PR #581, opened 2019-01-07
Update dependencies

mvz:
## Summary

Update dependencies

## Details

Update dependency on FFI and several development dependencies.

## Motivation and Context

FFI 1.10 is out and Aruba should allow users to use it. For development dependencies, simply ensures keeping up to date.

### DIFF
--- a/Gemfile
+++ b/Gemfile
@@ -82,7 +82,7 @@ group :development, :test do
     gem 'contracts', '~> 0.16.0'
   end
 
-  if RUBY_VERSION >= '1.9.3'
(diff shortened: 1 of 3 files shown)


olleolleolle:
--------------------
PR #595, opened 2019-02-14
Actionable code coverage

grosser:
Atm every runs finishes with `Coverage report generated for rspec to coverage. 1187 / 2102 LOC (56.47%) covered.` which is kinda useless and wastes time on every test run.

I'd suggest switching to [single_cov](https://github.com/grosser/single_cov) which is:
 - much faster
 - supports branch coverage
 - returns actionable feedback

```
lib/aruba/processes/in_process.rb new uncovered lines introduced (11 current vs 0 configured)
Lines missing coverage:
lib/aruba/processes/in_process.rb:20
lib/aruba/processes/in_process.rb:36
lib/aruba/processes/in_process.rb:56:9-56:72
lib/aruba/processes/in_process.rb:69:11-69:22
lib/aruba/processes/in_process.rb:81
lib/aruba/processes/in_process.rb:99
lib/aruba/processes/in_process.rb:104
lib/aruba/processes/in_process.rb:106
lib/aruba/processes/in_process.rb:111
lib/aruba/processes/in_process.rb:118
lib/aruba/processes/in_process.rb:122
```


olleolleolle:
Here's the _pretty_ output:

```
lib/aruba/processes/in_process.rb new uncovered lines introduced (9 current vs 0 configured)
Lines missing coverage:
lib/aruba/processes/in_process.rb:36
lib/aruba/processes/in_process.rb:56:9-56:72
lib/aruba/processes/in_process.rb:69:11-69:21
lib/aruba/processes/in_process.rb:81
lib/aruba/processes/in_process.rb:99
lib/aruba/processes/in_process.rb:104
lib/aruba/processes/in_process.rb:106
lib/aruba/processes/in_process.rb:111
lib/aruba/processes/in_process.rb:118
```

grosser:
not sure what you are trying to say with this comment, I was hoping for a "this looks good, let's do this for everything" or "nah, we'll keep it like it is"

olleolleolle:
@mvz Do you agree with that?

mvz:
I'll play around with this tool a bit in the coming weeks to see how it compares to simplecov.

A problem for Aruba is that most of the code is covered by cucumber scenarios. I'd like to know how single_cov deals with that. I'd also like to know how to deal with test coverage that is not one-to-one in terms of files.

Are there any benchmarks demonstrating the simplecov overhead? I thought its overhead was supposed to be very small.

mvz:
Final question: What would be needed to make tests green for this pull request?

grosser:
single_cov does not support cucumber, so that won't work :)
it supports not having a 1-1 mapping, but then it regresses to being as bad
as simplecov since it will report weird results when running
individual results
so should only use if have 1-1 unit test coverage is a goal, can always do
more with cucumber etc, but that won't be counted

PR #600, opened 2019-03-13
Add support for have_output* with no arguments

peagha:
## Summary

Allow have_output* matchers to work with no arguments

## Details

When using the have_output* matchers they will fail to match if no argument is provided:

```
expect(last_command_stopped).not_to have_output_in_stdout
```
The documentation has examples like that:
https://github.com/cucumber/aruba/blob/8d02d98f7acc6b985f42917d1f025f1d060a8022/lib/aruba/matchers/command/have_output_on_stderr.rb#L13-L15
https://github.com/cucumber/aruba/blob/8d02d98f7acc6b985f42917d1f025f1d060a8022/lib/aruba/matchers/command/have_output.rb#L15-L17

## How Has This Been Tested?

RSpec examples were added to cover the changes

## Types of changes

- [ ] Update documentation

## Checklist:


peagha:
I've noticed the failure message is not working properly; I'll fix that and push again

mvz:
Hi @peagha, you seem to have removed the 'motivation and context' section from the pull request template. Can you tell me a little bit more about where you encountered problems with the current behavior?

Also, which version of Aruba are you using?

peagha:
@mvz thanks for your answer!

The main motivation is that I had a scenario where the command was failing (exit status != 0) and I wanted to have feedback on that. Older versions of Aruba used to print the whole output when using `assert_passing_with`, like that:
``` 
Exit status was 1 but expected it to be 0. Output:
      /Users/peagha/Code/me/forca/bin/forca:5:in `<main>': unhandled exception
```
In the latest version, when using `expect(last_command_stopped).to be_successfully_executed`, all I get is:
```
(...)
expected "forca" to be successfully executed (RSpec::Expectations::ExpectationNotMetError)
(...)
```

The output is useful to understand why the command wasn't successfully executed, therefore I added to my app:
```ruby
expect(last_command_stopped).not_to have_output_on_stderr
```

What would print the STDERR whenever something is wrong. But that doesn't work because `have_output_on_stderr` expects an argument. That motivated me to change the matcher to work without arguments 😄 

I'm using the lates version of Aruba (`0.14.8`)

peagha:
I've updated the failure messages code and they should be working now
--------------------
- [WHAT YOU WILL DO] Look through the listing above and count the lines where the string "configured" appears. Report the number only.

- [SOLUTION FOR THIS EXERCISE] 2